───── Entries shown ─────

PR #2849, opened 2025-07-08
Audit Log

benjaminleonard:
Still very rough, but has been a helpful exercise in working through some of the design due to the sheer amount of information and differing layout from other pages.

CleanShot 2025-07-08 at 11 47 02

Stubbing out based on https://github.com/oxidecomputer/omicron/pull/7339.

Uses [Tanstack Virtual](https://tanstack.com/virtual/latest). On testing with > 500 lines it starts to get a bit chunky especially if you're interacting with the page (e.g. opening the row).

Hoping that silo name and actor display name can be plumbed through so those are hard-coded for now.

Still needs:
- [ ] Error state
- [ ] Loading/placeholder state
- [ ] Copy JSON to clipboard
- [ ] Equivalent CLI/API command
- [ ] Fix giant footer spacing

### DIFF
--- a/app/ui/lib/Listbox.tsx
+++ b/app/ui/lib/Listbox.tsx
@@ -101,7 +101,7 @@ export const Listbox = <Value extends string = string>({
               id={id}
               name={name}
               className={cn(
-                `flex h-11 items-center justify-between rounded border text-sans-md`,
+                `flex h-10 items-center justify-between rounded border text-sans-md`,
                 hasError
                   ? 'focus-error border-error-secondary hover:border-error'
                   : 'border-default hover:border-hover',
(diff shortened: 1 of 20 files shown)


app/ui/lib/Listbox.tsx
```diff
@@ -101,7 +101,7 @@ export const Listbox = <Value extends string = string>({
               id={id}
               name={name}
               className={cn(
-                `flex h-11 items-center justify-between rounded border text-sans-md`,
+                `flex h-10 items-center justify-between rounded border text-sans-md`,
```
benjaminleonard, line 104: Sneaking in my continued densification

─────

Exercise description: Set the entries down again precisely as they were given.

Written answer:
PR #2849, opened 2025-07-08
Audit Log

benjaminleonard:
Still very rough, but has been a helpful exercise in working through some of the design due to the sheer amount of information and differing layout from other pages.

CleanShot 2025-07-08 at 11 47 02

Stubbing out based on https://github.com/oxidecomputer/omicron/pull/7339.

Uses [Tanstack Virtual](https://tanstack.com/virtual/latest). On testing with > 500 lines it starts to get a bit chunky especially if you're interacting with the page (e.g. opening the row).

Hoping that silo name and actor display name can be plumbed through so those are hard-coded for now.

Still needs:
- [ ] Error state
- [ ] Loading/placeholder state
- [ ] Copy JSON to clipboard
- [ ] Equivalent CLI/API command
- [ ] Fix giant footer spacing

### DIFF
--- a/app/ui/lib/Listbox.tsx
+++ b/app/ui/lib/Listbox.tsx
@@ -101,7 +101,7 @@ export const Listbox = <Value extends string = string>({
               id={id}
               name={name}
               className={cn(
-                `flex h-11 items-center justify-between rounded border text-sans-md`,
+                `flex h-10 items-center justify-between rounded border text-sans-md`,
                 hasError
                   ? 'focus-error border-error-secondary hover:border-error'
                   : 'border-default hover:border-hover',
(diff shortened: 1 of 20 files shown)


app/ui/lib/Listbox.tsx
```diff
@@ -101,7 +101,7 @@ export const Listbox = <Value extends string = string>({
               id={id}
               name={name}
               className={cn(
-                `flex h-11 items-center justify-between rounded border text-sans-md`,
+                `flex h-10 items-center justify-between rounded border text-sans-md`,
```
benjaminleonard, line 104: Sneaking in my continued densification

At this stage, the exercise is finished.